-------- RECORDS SUPPLIED

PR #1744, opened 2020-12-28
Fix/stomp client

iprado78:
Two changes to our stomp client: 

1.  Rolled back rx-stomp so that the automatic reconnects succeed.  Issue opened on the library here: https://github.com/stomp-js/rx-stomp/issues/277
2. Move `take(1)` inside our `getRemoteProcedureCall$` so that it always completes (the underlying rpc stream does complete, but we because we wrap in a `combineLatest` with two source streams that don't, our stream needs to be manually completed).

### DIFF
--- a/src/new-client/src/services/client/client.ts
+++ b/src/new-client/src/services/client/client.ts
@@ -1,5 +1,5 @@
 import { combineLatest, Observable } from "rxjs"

----------------

Transcribe exactly, and only, the lines from the one holding "--- a/src/new-client/src/services/client/client.ts" through the final line of the listing.

--- a/src/new-client/src/services/client/client.ts
+++ b/src/new-client/src/services/client/client.ts
@@ -1,5 +1,5 @@
 import { combineLatest, Observable } from "rxjs"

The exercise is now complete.